[What the task requires]:
Return the line containing "This looks great! Thanks @capri-xiyue" and all lines after it exactly; stop at the end of the material.

[Data extract]:

PR #481, opened 2020-01-14
Standardize True/False/Unknown status throughout knative-gcp

### LINKED ISSUE #473: Standardize True/False/Unknown status throughout knative-gcp
**Problem**
 Standardize True/False/Unknown status throughout knative-gcp
 We have not kept it consistent in the knative-gcp repo. We should modify the code to standardize True/False/Unknown status throughout knative-gcp by following this decision table https://github.com/knative/eventing/issues/2187#issuecomment-562283838

**Exit Criteria**
The standard of True/False/Unknown status throughout knative-gcp is consistent.

**Time Estimate (optional):** 

capri-xiyue:
Fixes #473 

## Proposed Changes

- Standardize True/False/Unknown status throughout knative-gcp
-
-

**Release Note**

```release-note

```


pkg/apis/duck/v1alpha1/pubsub_lifecycle.go
```diff
@@ -20,23 +20,44 @@ import (
...
-// not ready and why.
-func (s *PubSubStatus) MarkPullSubscriptionNotReady(cs *apis.ConditionSet, reason, messageFormat string, messageA ...interface{}) {
+// MarkTopicNotConfigured sets the condition that the PubSub Topic has not yet been reconciled.
+func (s *PubSubStatus) MarkTopicNotConfigured(cs *apis.ConditionSet) {
+	cs.Manage(s).MarkUnknown(TopicReady, "TopicNotConfigured", "Topic has not yet been reconciled")
+}
+
+// MarkPullSubscriptionFalse sets the condition that the PubSub PullSubscription is
+// False and why.
+func (s *PubSubStatus) MarkPullSubscriptionFalse(cs *apis.ConditionSet, reason, messageFormat string, messageA ...interface{}) {
```
yolocs: Same here

pkg/apis/duck/v1alpha1/pubsub_lifecycle.go
```diff
@@ -20,23 +20,44 @@ import (
 	"knative.dev/pkg/apis"
 )
 
-// MarkTopicNotReady sets the condition that the PubSub Topic is not ready and why.
-func (s *PubSubStatus) MarkTopicNotReady(cs *apis.ConditionSet, reason, messageFormat string, messageA ...interface{}) {
+// MarkTopicFalse sets the condition that the PubSub Topic is not ready and why.
+func (s *PubSubStatus) MarkTopicFalse(cs *apis.ConditionSet, reason, messageFormat string, messageA ...interface{}) {
```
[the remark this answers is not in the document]
capri-xiyue: At first, we only need to differentiate between "ready" and "notReady". Now we need to differentiate among "True", "False" and "Unknown". I just followed the naming convention of `/knative.dev/pkg/apis/condition_set.go`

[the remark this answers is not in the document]
yolocs: I think the naming in `knative.dev/pkg/apis/condition_set.go` makes sense because the condition type is in the function parameters. It's pretty natural to say "mark condition type t to false". But it's not as quite natural to say "mark topic to false" because what you really do is "mark the topic ready condition to false".

An alternative is to do what eventing/serving does. E.g.

Use `MarkTopicReady` for ready=true, `MarkTopicFailed` for ready=false, `MarkTopicUnknown` for ready=unknown. Up to you.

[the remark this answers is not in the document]
capri-xiyue: In this discussion thread, https://github.com/knative/eventing/pull/2341#discussion_r361755665
. It seems like "Failed" is only for batch type resources and "False" is for living type resources. But currently in eventing/serving, it does not follow this standard.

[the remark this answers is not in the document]
yolocs: Interesting... I don't feel strongly about this. I simply prefer `MarkTopicNotReady` to `MarkTopicFalse`. I'm also fine with `MarkTopicFailed`. Will leave it to you to decide.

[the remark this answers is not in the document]
nachocano: hmm, I agree with @yolocs, I'd rather have `MarkTopicNotReady` instead of `MarkTopicFalse`... Similar with True conditions... `MarkTopicReady` instead of `MarkTopicTrue`... and I guess `MarkTopicUnknown` for the remaining sounds good...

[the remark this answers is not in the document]
capri-xiyue: I prefer `MarkTopicFailed` over `MarkTopicNotReady` since it's more clear. Is that ok?

nachocano:
Sounds good!

capri-xiyue:
@nachocano  Could you help review this PR?

pkg/apis/duck/v1alpha1/pubsub_lifecycle.go
```diff
@@ -20,23 +20,44 @@ import (
...
 func (s *PubSubStatus) MarkTopicReady(cs *apis.ConditionSet) {
 	cs.Manage(s).MarkTrue(TopicReady)
 }
 
-// MarkPullSubscriptionNotReady sets the condition that the PubSub PullSUbscription is
-// not ready and why.
-func (s *PubSubStatus) MarkPullSubscriptionNotReady(cs *apis.ConditionSet, reason, messageFormat string, messageA ...interface{}) {
+// MarkTopicNotConfigured sets the condition that the PubSub Topic has not yet been reconciled.
+func (s *PubSubStatus) MarkTopicNotConfigured(cs *apis.ConditionSet) {
+	cs.Manage(s).MarkUnknown(TopicReady, "TopicNotConfigured", "Topic has not yet been reconciled")
```
nachocano: Topic has not been configured instead of reconciled? Or is it OK as is? 
If not, update the comment as well

pkg/apis/events/v1alpha1/auditlogs_lifecycle.go
```diff
@@ -36,22 +41,33 @@ func (s *AuditLogsSourceStatus) InitializeConditions() {
 	auditLogsSourceCondSet.Manage(s).InitializeConditions()
 }
 
-// MarkPullSubscriptionNotReady sets the condition that the underlying PullSubscription
-// source is not ready and why.
-func (s *AuditLogsSourceStatus) MarkPullSubscriptionNotReady(reason, messageFormat string, messageA ...interface{}) {
+// MarkPullSubscriptionFailed sets the condition that the status of underlying PullSubscription
+// source is False and why.
```
nachocano: remove source

pkg/apis/events/v1alpha1/auditlogs_lifecycle.go
```diff
@@ -36,22 +41,33 @@ func (s *AuditLogsSourceStatus) InitializeConditions() {
...
+func (s *AuditLogsSourceStatus) MarkPullSubscriptionFailed(reason, messageFormat string, messageA ...interface{}) {
 	auditLogsSourceCondSet.Manage(s).MarkFalse(duckv1alpha1.PullSubscriptionReady, reason, messageFormat, messageA...)
 }
 
+// MarkPullSubscriptionUnknown sets the condition that the status of underlying PullSubscription
+// source is Unknown and why.
```
nachocano: remove source... PS is not a source but rather an implementation detail

pkg/apis/events/v1alpha1/auditlogs_lifecycle.go
```diff
@@ -26,6 +26,11 @@ func (s *AuditLogsSourceStatus) GetCondition(t apis.ConditionType) *apis.Conditi
 	return auditLogsSourceCondSet.Manage(s).GetCondition(t)
 }
 
+// GetTopLevelCondition returns the top level condition.
+func (s *AuditLogsSourceStatus) GetTopLevelCondition() *apis.Condition {
```
nachocano: sorry, I wasn't familiar with this TopLevelCondition... What it would be in this case? The AuditsLogReady condition?

pkg/apis/events/v1alpha1/auditlogs_lifecycle_test.go
```diff
@@ -27,63 +27,108 @@ import (
...
+				gotConditionStatus := test.s.GetTopLevelCondition().Status
+				if gotConditionStatus != test.wantConditionStatus {
+					t.Errorf("unexpected condition status: want %v, got %v", test.wantConditionStatus, gotConditionStatus)
+				}
+			}
 			got := test.s.IsReady()
-			if diff := cmp.Diff(test.want, got); diff != "" {
-				t.Errorf("%s: unexpected condition (-want, +got) = %v", test.name, diff)
+			if got != test.want {
+				t.Errorf("unexpected readiniess: want %v, got %v", test.want, got)
```
nachocano: nit: readiness

pkg/apis/events/v1alpha1/pubsub_lifecycle_test.go
```diff
@@ -17,61 +17,53 @@ limitations under the License.
 package v1alpha1
 
 import (
+	pubsubv1alpha1 "github.com/google/knative-gcp/pkg/apis/pubsub/v1alpha1"
```
nachocano: this import should go slightly below, not with the single word ones...

pkg/apis/duck/v1alpha1/pubsub_lifecycle.go
capri-xiyue: I follow the naming convention of serving https://github.com/knative/serving/blob/ec457adcb1466abfcbc1c0a069e60285e769d135/pkg/apis/serving/v1alpha1/route_lifecycle.go#L72. I will update the comments.

pkg/apis/events/v1alpha1/auditlogs_lifecycle.go
capri-xiyue: It will get the internal "happy" condition which is also the "ready" condition of AuditLogsSource.

pkg/apis/duck/v1alpha1/pubsub_lifecycle.go
nachocano: OK, I like the consistency... leave the reason as is then, and see if you can update the comments.
Thanks @capri-xiyue

pkg/apis/events/v1alpha1/pubsub_lifecycle.go
```diff
@@ -37,24 +43,42 @@ func (ps *PubSubStatus) InitializeConditions() {
...
+	case ready.Status == corev1.ConditionUnknown:
+		ps.MarkPullSubscriptionUnknown(ready.Reason, ready.Message)
+	case ready.Status == corev1.ConditionTrue:
 		ps.MarkPullSubscriptionReady()
-	case ready.IsFalse():
-		ps.MarkPullSubscriptionNotReady(ready.Reason, ready.Message)
+	case ready.Status == corev1.ConditionFalse:
+		ps.MarkPullSubscriptionFailed(ready.Reason, ready.Message)
+	default:
+		ps.MarkPullSubscriptionUnknown("PullSubscriptionUnknown", "The status of PullSubscription is invalid: %v", ready.Status)
```
nachocano: can it go in here? I guess is safer to have this default?

capri-xiyue: I'm confused with this comment. What do you mean by "it"?

capri-xiyue: Are you asking whether it's safer to have this default? I think so. Otherwise, we will mark the PullSubscriptionReady inaccurately or fail to mark it.

nachocano: yeah... I haven't seen that default in the serving example you sent. So I'm not sure if that condition status can be something different than ConditionFalse, ConditionTrue, or ConditionUnknown... If not, then it will never go through that default... 
But I think you are right, I'd rather leave it in case the user messes up with things there.

pkg/apis/events/v1alpha1/pubsub_lifecycle.go
```diff
@@ -37,24 +43,43 @@ func (ps *PubSubStatus) InitializeConditions() {
 	pubSubCondSet.Manage(ps).InitializeConditions()
 }
 
-// MarkPullSubscriptionNotReady sets the condition that the underlying PullSubscription
-// source is not ready and why.
-func (ps *PubSubStatus) MarkPullSubscriptionNotReady(reason, messageFormat string, messageA ...interface{}) {
+// MarkPullSubscriptionFailed sets the condition that the underlying PullSubscription
+// source is False and why.
```
nachocano: nit: remove source

pkg/apis/events/v1alpha1/test_helper.go
```diff
@@ -0,0 +1,48 @@
+/*
```
nachocano: I'm not very convinced of this test helper. I think it will be packaged along with non-test code due to its name (not ending in *_test.go)
But most importantly, we've been using the Option pattern for tests, for example, look at the reconciler tests https://github.com/google/knative-gcp/blob/master/pkg/reconciler/testing/pullsubscription.go...
I think we might need to move those out of pkg/reconciler, and put them in pkg/testing, and then you won't depend on anything within reconciler... But for now, I think you can just create these 3 functions as private helpers in the go file of the UT that uses them... I see only being used in a single place?

pkg/apis/messaging/v1alpha1/channel_lifecycle_test.go
```diff
@@ -17,6 +17,7 @@ limitations under the License.
 package v1alpha1
 
 import (
+	"github.com/google/knative-gcp/pkg/apis/pubsub/v1alpha1"
```
nachocano: put it below and separate from the single word imports

pkg/apis/messaging/v1alpha1/channel_lifecycle_test.go
```diff
@@ -176,14 +187,14 @@ func TestChannelIsReady(t *testing.T) {
...
+			cs.PropagateTopicStatus(test.topicStatus)
+			gotConditionStatus := cs.GetTopLevelCondition().Status
+			if test.wantConditionStatus != gotConditionStatus {
+				t.Errorf("unexpected condition status: want %v, got %v", test.wantConditionStatus, gotConditionStatus)
 			}
 			got := cs.IsReady()
-			if test.wantReady != got {
-				t.Errorf("unexpected readiness: want %v, got %v", test.wantReady, got)
+			if got != test.want {
+				t.Errorf("unexpected readiniess: want %v, got %v", test.want, got)
```
nachocano: nit: readiness

pkg/reconciler/pubsub/reconciler.go
```diff
@@ -19,13 +19,15 @@ package pubsub
 import (
 	"context"
 	"fmt"
+	"github.com/google/knative-gcp/pkg/apis/duck/v1alpha1"
```
nachocano: same here, move this one down

pkg/reconciler/pubsub/reconciler.go
```diff
@@ -19,13 +19,15 @@ package pubsub
...
 
 	pubsubsourcev1alpha1 "github.com/google/knative-gcp/pkg/apis/pubsub/v1alpha1"
```
nachocano: pubsubv1alpha1 alias might be more appropriate

pkg/reconciler/pubsub/reconciler.go
```diff
@@ -19,13 +19,15 @@ package pubsub
...
 	pubsubsourceclientset "github.com/google/knative-gcp/pkg/client/clientset/versioned"
```
nachocano: just `clientset` ?

pkg/reconciler/pubsub/reconciler.go
```diff
@@ -130,6 +112,63 @@ func (psb *PubSubBase) ReconcilePubSub(ctx context.Context, pubsubable duck.PubS
...
+	return nil
+}
+
+func propagateTopicStatus(t *pubsubsourcev1alpha1.Topic, status *v1alpha1.PubSubStatus, cs *apis.ConditionSet, topic string ) error {
+	tc := t.Status.GetTopLevelCondition()
+	if tc == nil {
+		status.MarkTopicNotConfigured(cs)
+		return fmt.Errorf("Topic %q has not yet been reconciled", t.Name)
+	}
+	if tc.Status == corev1.ConditionUnknown {
```
nachocano: switch statement, similar as the one above to be more consistent?

pkg/reconciler/pubsub/reconciler.go
```diff
@@ -130,6 +112,63 @@ func (psb *PubSubBase) ReconcilePubSub(ctx context.Context, pubsubable duck.PubS
...
+		status.MarkPullSubscriptionFailed(cs, pc.Reason, pc.Message)
+		return fmt.Errorf("the status of PullSubscription %q is False", ps.Name)
+	default:
+		status.MarkPullSubscriptionUnknown(cs, "PullSubscriptionUnknown", "The status of PullSubscription is invalid: %v", pc.Status)
+		return fmt.Errorf("the status of PullSubscription %q is invalid: %v", ps.Name, pc.Status)
+	}
+	return nil
+}
+
+func propagateTopicStatus(t *pubsubsourcev1alpha1.Topic, status *v1alpha1.PubSubStatus, cs *apis.ConditionSet, topic string ) error {
```
nachocano: `topic )` --> `topic)`, remove the whitespace

nachocano:
@capri-xiyue this looks great! Just a few nits if you can, and it should be ready to go...

pkg/reconciler/pubsub/reconciler.go
capri-xiyue: I checked the codebase. We usually use the alias "duckv1alpha1"

nachocano:
/lgtm
/approve

This looks great! Thanks @capri-xiyue

chizhg:
Please retest after https://github.com/google/knative-gcp/pull/487 gets merged.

[Exercise result]:
This looks great! Thanks @capri-xiyue

chizhg:
Please retest after https://github.com/google/knative-gcp/pull/487 gets merged.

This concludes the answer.